* [Problem to solve]: In the listing below, how many lines contain "files"? Answer with the number alone.

Material to process Block Start

PR #2692, opened 2025-07-31
PICARD-2300: Add `qtdbus` dark theme detect

knguyen1:
# Summary

* This is a…
  * [ ] Bug fix
  * [x] Feature addition
  * [ ] Refactoring
  * [ ] Other
* **Describe this change in 1-2 sentences**: Added dark theme detection using QtD-Bus for Linux systems with comprehensive unit test coverage.

# Problem

Existing linux dark theme detection uses `gsettings`, calling insecure subprocesses and reading files/services that may not exist.  Added support for `qtdbus`, which should be more secure, with fallback to legacy strategies.

Note: Couldn't implement `dbus-python`, as that requires system tools to be installed.

# Solution

**Dark Theme Detection Implementation:**
- Added QtD-Bus integration for detecting dark theme preferences on Linux systems
- Implemented `DBusThemeDetector` class that communicates with freedesktop portal and GNOME dconf services
- Supports both freedesktop portal color scheme detection and GNOME-specific theme detection
- Graceful fallback mechanism when services are unavailable

**Comprehensive Test Coverage:**
- Added extensive test file `test_theme_detect_qtdbus.py` with 734 lines of test coverage
- Tests cover D-Bus connection initialization, error handling, and service availability
- Parametrized tests for different message types, service states, and error conditions
- Integration tests verify detection priority between portal and GNOME methods
- Mock fixtures ensure reliable testing without requiring actual D-Bus services

**Technical Features:**
- Service availability checking to avoid unnecessary D-Bus calls
- Exception handling for various D-Bus communication scenarios
- Support for both freedesktop portal (preferred) and GNOME dconf fallback
- Singleton pattern for detector instance management
- Comprehensive error handling for connection failures and service unavailability

# Action

Additional actions required:

### DIFF
--- a/picard/ui/theme_detect.py
+++ b/picard/ui/theme_detect.py
@@ -28,6 +28,12 @@ import subprocess  # noqa: S404
 
 from picard import log
 
+from picard.ui.theme_detect_qtdbus import (
+    detect_freedesktop_color_scheme_dbus,
+    detect_gnome_color_scheme_dbus,
+    get_dbus_detector,
+)
+
 
 def gsettings_get(key: str) -> str | None:
     """Get a gsettings value as a string or None."""
@@ -51,6 +57,16 @@ def gsettings_get(key: str) -> str | None:
 
 def detect_gnome_color_scheme_dark() -> bool:
     """Detect if GNOME color-scheme is set to dark."""
+    # Try D-Bus first (secure method)
+    try:
+        detector = get_dbus_detector()
+        result = detector.detect_gnome_color_scheme_dbus()
+        if result is not None:
+            return result
+    except Exception:  # noqa: BLE001
+        log.debug("Unable to detect gnome color scheme with dbus.")
+
+    # Fallback to subprocess method (legacy support)
     value = gsettings_get("color-scheme")
     if value and "dark" in value.lower():
         log.debug("Detected GNOME color-scheme: dark")
@@ -127,7 +143,16 @@ def detect_lxqt_dark_theme() -> bool:
 
 def detect_freedesktop_color_scheme_dark() -> bool:
     """Detect dark mode using org.freedesktop.appearance.color-scheme (XDG portal, cross-desktop)."""
-    # Try org.freedesktop.appearance first
+    # Try D-Bus first (secure method)
+    try:
+        detector = get_dbus_detector()
+        result = detector.detect_freedesktop_portal_color_scheme()
+        if result is not None:
+            return result
+    except Exception:  # noqa: BLE001
+        log.debug("Unable to detect `freedesktop` color scheme with dbus.")
+
+    # Fallback to subprocess method (legacy support)
     try:
         result = subprocess.run(  # nosec B603 B607
             [
@@ -201,6 +226,10 @@ def detect_lxqt_dark_wrapper() -> bool:
 def get_linux_dark_mode_strategies() -> list:
     """Return the list of dark mode detection strategies in order of priority."""
     return [
+        # Pure D-Bus methods (will gracefully fail if D-Bus unavailable)
+        detect_freedesktop_color_scheme_dbus,
+        detect_gnome_color_scheme_dbus,
+        # Hybrid methods (D-Bus with subprocess fallback)
         detect_freedesktop_color_scheme_dark,
         detect_gnome_dark_wrapper,
         detect_kde_dark_wrapper,
--- a/picard/ui/theme_detect_qtdbus.py
+++ b/picard/ui/theme_detect_qtdbus.py
@@ -1,0 +1,191 @@
+# -*- coding: utf-8 -*-
+#
+# Picard, the next-generation MusicBrainz tagger
+#
+# Copyright (C) 2019-2022, 2024-2025 Philipp Wolfer
+# Copyright (C) 2020-2021 Gabriel Ferreira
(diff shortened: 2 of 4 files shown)


picard/ui/theme_detect.py
```diff
@@ -127,7 +143,16 @@ def detect_lxqt_dark_theme() -> bool:
...
     """Detect dark mode using org.freedesktop.appearance.color-scheme (XDG portal, cross-desktop)."""
-    # Try org.freedesktop.appearance first
+    # Try D-Bus first (secure method)
+    try:
+        detector = get_dbus_detector()
+        result = detector.detect_freedesktop_portal_color_scheme()
+        if result is not None:
+            return result
+    except Exception:  # noqa: BLE001
+        log.debug("Unable to detect `freedesktop` color scheme with dbus.")
```
rdswift: This largely duplicates the code from Lines 60-67.  If there was a third test using similar code, I would suggest some refactoring, but it's likely not worth it in this case.

picard/ui/theme_detect_qtdbus.py
```diff
@@ -0,0 +1,191 @@
...
+            return False
+        else:
+            return service_name in services
+
+    def detect_freedesktop_portal_color_scheme(self) -> bool | None:
+        """
+        Detect color scheme using org.freedesktop.portal.Settings interface.
+        Returns
+        -------
+            True for dark theme, False for light theme, None if unavailable
```
zas, line 97: According to https://flatpak.github.io/xdg-desktop-portal/docs/doc-org.freedesktop.portal.Settings.html, values are:

        0: No preference
        1: Prefer dark appearance
        2: Prefer light appearance


But below we have:

```python
            if value == 1:
                return True
            if value == 2:
                return False
```

And this comment says " True for dark theme, False for light theme, None if unavailable" -> value = 1 = dark

~~Isn't there an error here? Do I miss something?~~  -> Nope, it is ok, as is, my bad.

Also, if this method returns a boolean, it would be more convenient to have it named something like `freedesktop_portal_color_scheme_is_dark()`.

knguyen1: Renamed the funcs: https://github.com/metabrainz/picard/pull/2692/commits/e6c287e85a6a784b59200000ba7200140a341073

picard/ui/theme_detect.py
knguyen1: Refactored for DRY and removed blind exception catch: https://github.com/metabrainz/picard/pull/2692/commits/e6c287e85a6a784b59200000ba7200140a341073

picard/ui/theme_detect_qtdbus.py
```diff
@@ -0,0 +1,191 @@
...
+        """
+        try:
+            if not self.gnome_interface or not self.gnome_interface.isValid():
+                return None
+            # Get the color-scheme property from org.gnome.desktop.interface using dconf
+            reply = self.gnome_interface.call("Read", "/org/gnome/desktop/interface/color-scheme")
+
+            if reply.type() != QDBusMessage.MessageType.ErrorMessage:
+                value = reply.arguments()[0] if reply.arguments() else None
+                if value and isinstance(value, str) and "dark" in value.lower():
```
zas: Aren't those lines equivalent to:

```python
if value:
    return isinstance(value, str) and "dark" in value.lower()
```

phw: That would read nicer, yes

picard/ui/theme_detect.py
```diff
@@ -201,6 +242,10 @@ def detect_lxqt_dark_wrapper() -> bool:
 def get_linux_dark_mode_strategies() -> list:
     """Return the list of dark mode detection strategies in order of priority."""
     return [
+        # Pure D-Bus methods (will gracefully fail if D-Bus unavailable)
+        detect_freedesktop_color_scheme_dbus,
+        detect_gnome_color_scheme_dbus,
```
phw, line 247: One thing we could optimize is that we don't need to initialize `DBusThemeDetector` twice. It handles both interfaces already.

So either we add a single dbus strategy, that checks both the freedesktop and gnome interfaces, or we initialize `DBusThemeDetector` first and have the detect methods accept it as a parameter (and use partial to apply it here).

knguyen1: So actually, this pattern already uses a singleton.  `DBusThemeDetector` is only ever instantiated once.

picard\ui\theme_detect_qtdbus.py:160-169
```
# Global D-Bus detector instance
_dbus_detector = None


def get_dbus_detector() -> DBusThemeDetector:
    """Get or create the global D-Bus theme detector instance."""
    global _dbus_detector
    if _dbus_detector is None:
        _dbus_detector = DBusThemeDetector()
    return _dbus_detector
```

picard/ui/theme_detect_qtdbus.py
knguyen1: If block simplified: https://github.com/metabrainz/picard/pull/2692/commits/3eafa9e21ab86a4bbeabb999402c0acd075ba15a

phw (approved):

zas:
@knguyen1 PR looks good to me, please resolve conflicts

knguyen1:
> @knguyen1 PR looks good to me, please resolve conflicts

Resolved.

Material to process Block End

* [Result for this task]: 2